(Extracted records)
:::::

PR #951, opened 2024-02-17
Update destinations OSM tags

lalver1:
Updated dentists, doctors, hospitals, pharmacies, retail, and schools to incorporate alternate or new OSM tags.


KlaasH (approved):
Looks good :+1: 
I did a test run and compared to the live site, and it seemed like nothing disappeared and a few things appeared (though I didn't go as far as checking whether those were in the new categories or just ones that had been added since the last run on the site).

lalver1:
Thanks!

PR #953, opened 2024-02-26
Update Docker provisioning and docker compose command

### LINKED ISSUE #952: Fix errors in Vagrant and Docker provisioning
Trying to spin up my VM for the first time in a while, I ran into some errors, especially with the Ansible role to install Docker.
I don't think it makes sense to use keep using the role from https://github.com/azavea/ansible-docker since it's not maintained, it only actually performs a few tasks, and we already also have a `pfb.docker` role doing part of the Docker provisioning work.

So I'm going to drop that shared role, move what we need from it into `pfb.docker`, and fix up whatever else needs to be fixed up.

Also, the Ansible installation is giving errors, which can hopefully be fixed by switching to newer versions of Ansible and/or a newer Vagrant base image.

KlaasH:
## Overview

Updates the Docker installation to:
- Not use the azavea.docker role (which is no longer maintained), inlining the relevant steps instead.
- Use a newer version
- Invoke Docker Compose with 'docker compose' (rather than 'docker-compose') since that's how it works in newer Docker versions.

I also updated the Vagrant base box, mainly because we might as well not be out of date if we don't have to be, and renamed the shared 'django' docker-compose config to 'django-common', since apparently docker compose now treats it as a name collision to have services in different files with the same name.

Resolves #952

### Notes

I'm not sure where things stand these days with Vagrant/Virtualbox on Mac machines. Possibly most of these changes won't be relevant.  Though the `docker-compose`->`docker compose` change will likely help if the alternate strategy is to run Docker-on-host.

## Testing Instructions

- Destroy your virtual machine, if you had one (`vagrant destroy`)
- Spin up a new one with `./scripts/setup` (unless you're doing docker-only, in which case just run `./scripts/update`)
- Start the server (`./scripts/server`, whether in or out of the VM)
- Confirm that the local server works (http://localhost:9301/)
- Optional: import some boundaries ([here's a small sample batch file](https://github.com/azavea/pfb-network-connectivity/files/14412117/WI_and_IA.zip)) and run an analysis for one of them.

## Checklist

### DIFF
--- a/CHANGELOG.md
+++ b/CHANGELOG.md
@@ -9,6 +9,9 @@ and this project adheres to [Semantic Versioning](http://semver.org/spec/v2.0.0.
 
 ## [Upcoming release]
 
+- Update OSM tags for doctors, dentists, hospitals, and pharmacies
+- Update Vagrant and Docker provisioning
+
 ## [0.19.0] - 2023-08-30
 
 - Update OSM tags for crossings and traffic islands (PR #948)
--- a/README.LOCAL-ANALYSIS.md
+++ b/README.LOCAL-ANALYSIS.md
@@ -7,7 +7,7 @@ run `vagrant ssh` from the project directory on your host machine.
 
 The container is built by `scripts/update`, but can also be rebuilt separately by running:
 ```
-docker-compose build analysis
+docker compose build analysis
 ```
 
 ## Example
--- a/README.md
+++ b/README.md
@@ -135,7 +135,7 @@ Build the docker container for the verification tool within the VM:
 
 ```
 cd src/verifier
-docker-compose build
+docker compose build
 ```
 
 Ensure the exported output from the analysis to check exists in the `data/output` directory. It will be there by default if the `data` directory was used for the neighborhood input shapefile.
@@ -143,7 +143,7 @@ Ensure the exported output from the analysis to check exists in the `data/output
 To compare the analysis output for Boulder, run the verification tool with:
 
 ```
-docker-compose run verifier boulder.csv
+docker compose run verifier boulder.csv
 ```
 
 Any output in the `verified_output` directory may be used for comparison.
@@ -151,7 +151,7 @@ Any output in the `verified_output` directory may be used for comparison.
 To compare to analysis output that has a non-default filename (`analysis_neighborhood_score_inputs.csv`), run the verification tool with the name of the file in `data/output` as the second argument:
 
 ```
-docker-compose run verifier boulder.csv my_output_to_verify.csv
+docker compose run verifier boulder.csv my_output_to_verify.csv
 ```
 
 If there are any differences in the outputs, a summary of the differences will be output to console.
--- a/Vagrantfile
+++ b/Vagrantfile
@@ -25,7 +25,7 @@ ROOT_VM_DIR = "/vagrant"
 
 Vagrant.configure("2") do |config|
 
-  config.vm.box = "bento/ubuntu-20.04"
+  config.vm.box = "bento/ubuntu-22.04"
   config.vm.hostname = "pfb-network-connectivity"
   config.vm.network :private_network, ip: ENV.fetch("PFB_PRIVATE_IP", "192.168.56.12")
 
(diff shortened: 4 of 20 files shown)


rachelekm (approved):
I'm able to start the server from a docker-only setup 🎉  I'm having issues bringing up the VM to test, but I'm approving since I'm not sure how relevant the Vagrant setup is on Mac now? Either way leaving my notes below! (One note is that I need to run `scripts/setup` with `PFB_SHARED_FOLDER_TYPE=virtualbox` to get past mounting errors so not sure if that plays a part.)

The first error I ran into was a conflict with the upgraded base box and ansible version:
```
==> default: Running provisioner: ansible_local...
    default: Installing Ansible...
    default: Installing pip... (for Ansible installation)
The requested Ansible version (2.10.7) was not found on the guest.
Please check the Ansible installation on your Vagrant guest system (currently: 2.10.17),
or adapt the provisioner `version` option in your Vagrantfile.
See https://docs.vagrantup.com/v2/provisioning/ansible_common.html#version
for more information.
```
I was able to get past the above by setting `ansible_version` to `"latest"` but that seemed to open up other issues with what facts were available in tasks so not quite sure where to take it from here:
```
TASK [pfb.docker : Configure the Docker APT repository] ************************
fatal: [default]: FAILED! => {"msg": "The task includes an option with an undefined variable. The error was: 'docker_repository_arch' is undefined. 'docker_repository_arch' is undefined\n\nThe error appears to be in '/vagrant/deployment/ansible/roles/pfb.docker/tasks/main.yml': line 8, column 3, but may\nbe elsewhere in the file depending on the exact syntax problem.\n\nThe offending line appears to be:\n\n\n- name: Configure the Docker APT repository\n  ^ here\n"}

PLAY RECAP *********************************************************************
default                    : ok=8    changed=6    unreachable=0    failed=1    skipped=0    rescued=0    ignored=0   

Ansible failed to complete successfully. Any error output should be
visible above. Please fix these errors and try again.
```

KlaasH:
Ok, the "TASK [pfb.docker : Configure the Docker APT repository]" error was because I forgot to add a new file to git.  I meant to do a clean run on a separate checkout to make sure everything was in place, but I guess I forgot to go back and do that after all the changes were in.  I pushed a fixup for that error.

The Ansible version error is a little confusing because I did just do `scripts/setup` on a clean repo and it got past that step just fine.  Can you take a look at what version of the base box you have? The third line of my output was:
> Checking if box 'bento/ubuntu-22.04' version '202401.31.0' is up to date...

and I believe the answer was yes, since it didn't print a message about a newer version being available.  I wonder if you might have an older version of the base box on your machine and it has an older version of Ansible.
Possibly 'latest' would make sense as a plan, but I kind of prefer the idea of keeping it specified if we can.

KlaasH:
Ok, my VM build with the fixup for the missed file worked.  Could you try it again?  Given that your first attempt worked partly and exposed a real bug, I think we should be able to get to the point of confirming that it works for more than just me, which would be nice.

rachelekm (approved):
Success! Sort of! I'm still having trouble with that ansible version for some reason. Confirming that it's using the new base box version:
```
==> default: Importing base box 'bento/ubuntu-22.04'...
==> default: Matching MAC address for NAT networking...
==> default: Checking if box 'bento/ubuntu-22.04' version '202401.31.0' is up to date...
```

And annoyingly I can see that it *should* match one of the available distributions:
```
`...from versions:....2.10.0, 2.10.1, 2.10.2, 2.10.3, 2.10.4, 2.10.5, 2.10.6, 2.10.7, 3.0.0b1...`
```

I wonder if this is unique to my Vagrant or virtualbox versions? I'm using `Vagrant 2.3.4` and `VirtualBox 7.0.6`.

Tried a couple other explicitly set ansible versions to no avail, so set it to "latest" again just to get through that error and can successfully provision and bring up the server from the VMs.

KlaasH:
Ok, I'm going to say that's close enough.  It's weird that it says the requested version isn't available then includes it in the list, but if we tried to solve every Vagrant/Virtualbox mystery, we'd never have time for anything else...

:::::

## WORK ORDER
The lines to return begin at the first line of the records and end at the line holding "### LINKED ISSUE"; please return them exactly, including both, and nothing beyond.

## ANSWER FOR THE TASK
PR #951, opened 2024-02-17
Update destinations OSM tags

lalver1:
Updated dentists, doctors, hospitals, pharmacies, retail, and schools to incorporate alternate or new OSM tags.


KlaasH (approved):
Looks good :+1: 
I did a test run and compared to the live site, and it seemed like nothing disappeared and a few things appeared (though I didn't go as far as checking whether those were in the new categories or just ones that had been added since the last run on the site).

lalver1:
Thanks!

PR #953, opened 2024-02-26
Update Docker provisioning and docker compose command

### LINKED ISSUE #952: Fix errors in Vagrant and Docker provisioning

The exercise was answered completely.